Dataset records:
━━━━━━━━━━━━━━━━━━━━

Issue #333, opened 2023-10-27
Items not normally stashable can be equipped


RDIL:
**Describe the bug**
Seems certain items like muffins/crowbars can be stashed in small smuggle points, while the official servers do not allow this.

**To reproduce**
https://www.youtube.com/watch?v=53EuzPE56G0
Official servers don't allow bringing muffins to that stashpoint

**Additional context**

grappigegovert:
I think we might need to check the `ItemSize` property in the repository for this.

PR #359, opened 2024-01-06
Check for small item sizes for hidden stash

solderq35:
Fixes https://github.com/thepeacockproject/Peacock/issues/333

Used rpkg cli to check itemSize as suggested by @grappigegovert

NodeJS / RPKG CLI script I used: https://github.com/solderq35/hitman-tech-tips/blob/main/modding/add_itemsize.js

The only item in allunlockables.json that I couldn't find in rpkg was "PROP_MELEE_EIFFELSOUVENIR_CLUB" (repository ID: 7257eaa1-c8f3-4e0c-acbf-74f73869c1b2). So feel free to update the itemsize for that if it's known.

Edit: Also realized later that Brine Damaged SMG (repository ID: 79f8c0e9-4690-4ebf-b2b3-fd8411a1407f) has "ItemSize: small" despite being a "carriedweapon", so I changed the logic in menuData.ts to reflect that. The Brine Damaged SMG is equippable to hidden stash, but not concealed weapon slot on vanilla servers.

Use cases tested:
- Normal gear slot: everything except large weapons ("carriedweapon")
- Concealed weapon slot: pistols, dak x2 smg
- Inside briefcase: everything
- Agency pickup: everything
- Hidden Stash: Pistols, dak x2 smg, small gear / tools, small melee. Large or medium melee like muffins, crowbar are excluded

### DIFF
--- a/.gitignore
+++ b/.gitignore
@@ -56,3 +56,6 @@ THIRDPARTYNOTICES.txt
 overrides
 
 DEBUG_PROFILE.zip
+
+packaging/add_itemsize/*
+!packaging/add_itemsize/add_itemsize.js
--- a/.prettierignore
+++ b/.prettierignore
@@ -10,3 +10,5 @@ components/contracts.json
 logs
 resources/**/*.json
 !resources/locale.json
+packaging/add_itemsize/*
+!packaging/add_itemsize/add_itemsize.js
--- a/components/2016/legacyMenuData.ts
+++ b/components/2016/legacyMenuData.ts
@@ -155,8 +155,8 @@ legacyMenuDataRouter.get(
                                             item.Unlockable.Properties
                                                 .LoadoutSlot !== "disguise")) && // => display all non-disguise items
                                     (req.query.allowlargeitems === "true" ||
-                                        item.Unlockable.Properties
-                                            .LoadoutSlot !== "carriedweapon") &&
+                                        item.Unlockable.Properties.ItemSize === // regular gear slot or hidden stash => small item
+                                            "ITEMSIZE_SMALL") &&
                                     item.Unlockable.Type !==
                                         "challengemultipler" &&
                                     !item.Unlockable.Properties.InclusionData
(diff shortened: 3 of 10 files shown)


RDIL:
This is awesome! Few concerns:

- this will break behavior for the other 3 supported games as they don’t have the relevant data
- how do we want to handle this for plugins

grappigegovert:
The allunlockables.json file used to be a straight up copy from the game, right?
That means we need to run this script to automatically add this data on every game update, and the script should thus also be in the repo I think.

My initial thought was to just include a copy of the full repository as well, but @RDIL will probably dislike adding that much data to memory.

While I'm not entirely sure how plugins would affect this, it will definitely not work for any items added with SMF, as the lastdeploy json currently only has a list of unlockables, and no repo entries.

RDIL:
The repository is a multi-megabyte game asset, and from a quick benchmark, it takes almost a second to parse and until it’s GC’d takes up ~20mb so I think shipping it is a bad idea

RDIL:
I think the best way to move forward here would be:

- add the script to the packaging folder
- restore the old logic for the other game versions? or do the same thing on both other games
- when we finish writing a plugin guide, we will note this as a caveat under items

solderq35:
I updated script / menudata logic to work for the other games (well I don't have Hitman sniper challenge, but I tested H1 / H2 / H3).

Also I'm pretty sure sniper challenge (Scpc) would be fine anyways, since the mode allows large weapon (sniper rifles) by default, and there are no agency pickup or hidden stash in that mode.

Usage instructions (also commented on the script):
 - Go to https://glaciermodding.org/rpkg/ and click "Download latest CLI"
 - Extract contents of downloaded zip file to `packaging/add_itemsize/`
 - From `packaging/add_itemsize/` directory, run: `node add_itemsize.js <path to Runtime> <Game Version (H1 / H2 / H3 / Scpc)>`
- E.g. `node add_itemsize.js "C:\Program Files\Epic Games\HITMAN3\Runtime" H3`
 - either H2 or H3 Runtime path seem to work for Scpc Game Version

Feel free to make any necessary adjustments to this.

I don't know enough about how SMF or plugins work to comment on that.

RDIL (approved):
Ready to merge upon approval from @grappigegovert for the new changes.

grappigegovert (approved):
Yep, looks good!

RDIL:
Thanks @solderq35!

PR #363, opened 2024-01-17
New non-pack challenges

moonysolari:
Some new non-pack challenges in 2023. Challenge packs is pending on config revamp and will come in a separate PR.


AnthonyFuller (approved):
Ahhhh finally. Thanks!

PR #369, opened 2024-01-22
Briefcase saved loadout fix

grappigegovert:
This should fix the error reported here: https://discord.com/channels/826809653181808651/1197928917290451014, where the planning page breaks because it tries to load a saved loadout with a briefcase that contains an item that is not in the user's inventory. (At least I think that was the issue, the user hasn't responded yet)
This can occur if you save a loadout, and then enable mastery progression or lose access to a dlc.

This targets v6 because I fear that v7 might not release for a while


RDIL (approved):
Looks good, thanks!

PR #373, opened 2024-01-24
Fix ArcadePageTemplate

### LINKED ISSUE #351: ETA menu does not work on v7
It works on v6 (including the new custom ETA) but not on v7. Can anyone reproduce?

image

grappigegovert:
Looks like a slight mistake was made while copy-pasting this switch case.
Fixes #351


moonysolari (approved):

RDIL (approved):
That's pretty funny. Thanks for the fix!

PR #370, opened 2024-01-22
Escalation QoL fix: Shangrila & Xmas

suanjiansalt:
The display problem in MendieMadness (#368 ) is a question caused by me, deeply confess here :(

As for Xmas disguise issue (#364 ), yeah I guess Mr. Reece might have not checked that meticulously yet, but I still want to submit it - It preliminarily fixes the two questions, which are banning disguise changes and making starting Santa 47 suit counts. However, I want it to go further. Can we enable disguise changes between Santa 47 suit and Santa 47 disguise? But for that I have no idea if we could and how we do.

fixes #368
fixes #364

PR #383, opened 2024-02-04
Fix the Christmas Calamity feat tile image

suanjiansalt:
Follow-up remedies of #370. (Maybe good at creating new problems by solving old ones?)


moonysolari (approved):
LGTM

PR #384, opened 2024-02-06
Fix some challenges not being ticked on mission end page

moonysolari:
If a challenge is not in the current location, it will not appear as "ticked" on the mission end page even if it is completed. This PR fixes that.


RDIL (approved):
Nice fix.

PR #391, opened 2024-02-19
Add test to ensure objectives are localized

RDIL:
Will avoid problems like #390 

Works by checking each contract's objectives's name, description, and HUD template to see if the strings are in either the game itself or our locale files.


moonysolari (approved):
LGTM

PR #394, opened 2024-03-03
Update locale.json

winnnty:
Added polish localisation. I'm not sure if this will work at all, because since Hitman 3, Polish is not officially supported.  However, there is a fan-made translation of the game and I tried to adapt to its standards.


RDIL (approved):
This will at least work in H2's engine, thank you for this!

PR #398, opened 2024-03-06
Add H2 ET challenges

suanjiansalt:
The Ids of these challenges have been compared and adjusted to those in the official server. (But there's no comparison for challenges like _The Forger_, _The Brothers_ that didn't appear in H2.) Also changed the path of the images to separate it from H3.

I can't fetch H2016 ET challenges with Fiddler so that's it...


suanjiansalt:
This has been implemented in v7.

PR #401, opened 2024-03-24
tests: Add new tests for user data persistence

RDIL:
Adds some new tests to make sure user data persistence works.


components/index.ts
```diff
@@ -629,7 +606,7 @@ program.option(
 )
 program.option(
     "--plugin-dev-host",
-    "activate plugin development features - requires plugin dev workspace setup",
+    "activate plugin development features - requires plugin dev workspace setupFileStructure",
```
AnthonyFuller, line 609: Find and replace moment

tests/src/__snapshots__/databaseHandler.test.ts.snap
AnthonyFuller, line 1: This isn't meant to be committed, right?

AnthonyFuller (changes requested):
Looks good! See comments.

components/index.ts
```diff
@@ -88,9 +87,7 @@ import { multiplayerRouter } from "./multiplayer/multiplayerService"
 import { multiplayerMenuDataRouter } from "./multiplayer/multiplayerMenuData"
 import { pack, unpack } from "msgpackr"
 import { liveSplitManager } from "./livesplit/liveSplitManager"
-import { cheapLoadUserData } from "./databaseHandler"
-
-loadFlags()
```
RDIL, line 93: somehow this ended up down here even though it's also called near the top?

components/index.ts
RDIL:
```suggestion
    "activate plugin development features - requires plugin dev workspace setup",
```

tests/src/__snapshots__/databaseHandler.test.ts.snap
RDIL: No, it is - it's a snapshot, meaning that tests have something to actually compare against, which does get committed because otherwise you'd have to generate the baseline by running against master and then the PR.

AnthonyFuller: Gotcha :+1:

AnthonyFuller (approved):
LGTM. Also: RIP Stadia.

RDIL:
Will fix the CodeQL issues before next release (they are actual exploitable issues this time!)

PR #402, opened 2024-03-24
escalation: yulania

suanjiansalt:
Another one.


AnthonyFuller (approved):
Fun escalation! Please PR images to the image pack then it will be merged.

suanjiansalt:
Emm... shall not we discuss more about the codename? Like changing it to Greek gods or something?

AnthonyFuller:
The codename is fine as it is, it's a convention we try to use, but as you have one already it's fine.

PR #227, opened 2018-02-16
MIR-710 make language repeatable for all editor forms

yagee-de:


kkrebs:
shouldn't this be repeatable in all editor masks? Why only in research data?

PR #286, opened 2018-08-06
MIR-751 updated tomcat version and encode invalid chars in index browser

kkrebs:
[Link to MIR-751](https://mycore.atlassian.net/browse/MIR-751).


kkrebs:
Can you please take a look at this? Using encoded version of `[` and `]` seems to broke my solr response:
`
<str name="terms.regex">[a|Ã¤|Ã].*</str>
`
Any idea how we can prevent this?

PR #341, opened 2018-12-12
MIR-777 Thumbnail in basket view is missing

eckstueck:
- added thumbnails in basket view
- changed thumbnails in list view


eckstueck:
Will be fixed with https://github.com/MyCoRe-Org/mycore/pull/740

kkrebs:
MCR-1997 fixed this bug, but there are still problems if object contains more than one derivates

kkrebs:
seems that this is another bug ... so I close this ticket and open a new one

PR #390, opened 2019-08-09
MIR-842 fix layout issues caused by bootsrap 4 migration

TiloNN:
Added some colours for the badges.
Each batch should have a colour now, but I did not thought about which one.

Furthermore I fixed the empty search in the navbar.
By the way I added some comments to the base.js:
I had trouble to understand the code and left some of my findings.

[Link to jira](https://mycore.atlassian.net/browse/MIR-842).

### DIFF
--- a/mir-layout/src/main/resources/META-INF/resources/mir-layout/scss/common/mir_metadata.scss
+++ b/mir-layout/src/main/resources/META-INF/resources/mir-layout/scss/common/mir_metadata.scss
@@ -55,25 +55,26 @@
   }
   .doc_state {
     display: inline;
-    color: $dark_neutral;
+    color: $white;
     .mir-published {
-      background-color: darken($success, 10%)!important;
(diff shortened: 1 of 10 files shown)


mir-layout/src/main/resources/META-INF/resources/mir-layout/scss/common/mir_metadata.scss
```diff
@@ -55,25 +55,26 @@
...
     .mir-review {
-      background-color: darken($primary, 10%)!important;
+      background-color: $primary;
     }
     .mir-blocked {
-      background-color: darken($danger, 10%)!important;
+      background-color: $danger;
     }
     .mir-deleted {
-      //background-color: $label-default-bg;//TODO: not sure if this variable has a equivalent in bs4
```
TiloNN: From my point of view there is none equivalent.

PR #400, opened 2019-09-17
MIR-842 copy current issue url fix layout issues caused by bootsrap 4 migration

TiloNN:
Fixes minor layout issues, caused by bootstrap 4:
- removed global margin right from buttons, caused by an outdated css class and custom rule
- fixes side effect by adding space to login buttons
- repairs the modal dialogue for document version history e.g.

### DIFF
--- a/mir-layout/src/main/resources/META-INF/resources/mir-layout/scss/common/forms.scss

━━━━━━━━━━━━━━━━━━━━

:: WHAT IS REQUIRED ::
After locating the line with "The repository is" above, return that line and every later line through the one with "Usage instructions (also", word for word and with nothing else.

:: RESULT BELOW ::
The repository is a multi-megabyte game asset, and from a quick benchmark, it takes almost a second to parse and until it’s GC’d takes up ~20mb so I think shipping it is a bad idea

RDIL:
I think the best way to move forward here would be:

- add the script to the packaging folder
- restore the old logic for the other game versions? or do the same thing on both other games
- when we finish writing a plugin guide, we will note this as a caveat under items

solderq35:
I updated script / menudata logic to work for the other games (well I don't have Hitman sniper challenge, but I tested H1 / H2 / H3).

Also I'm pretty sure sniper challenge (Scpc) would be fine anyways, since the mode allows large weapon (sniper rifles) by default, and there are no agency pickup or hidden stash in that mode.

Usage instructions (also commented on the script):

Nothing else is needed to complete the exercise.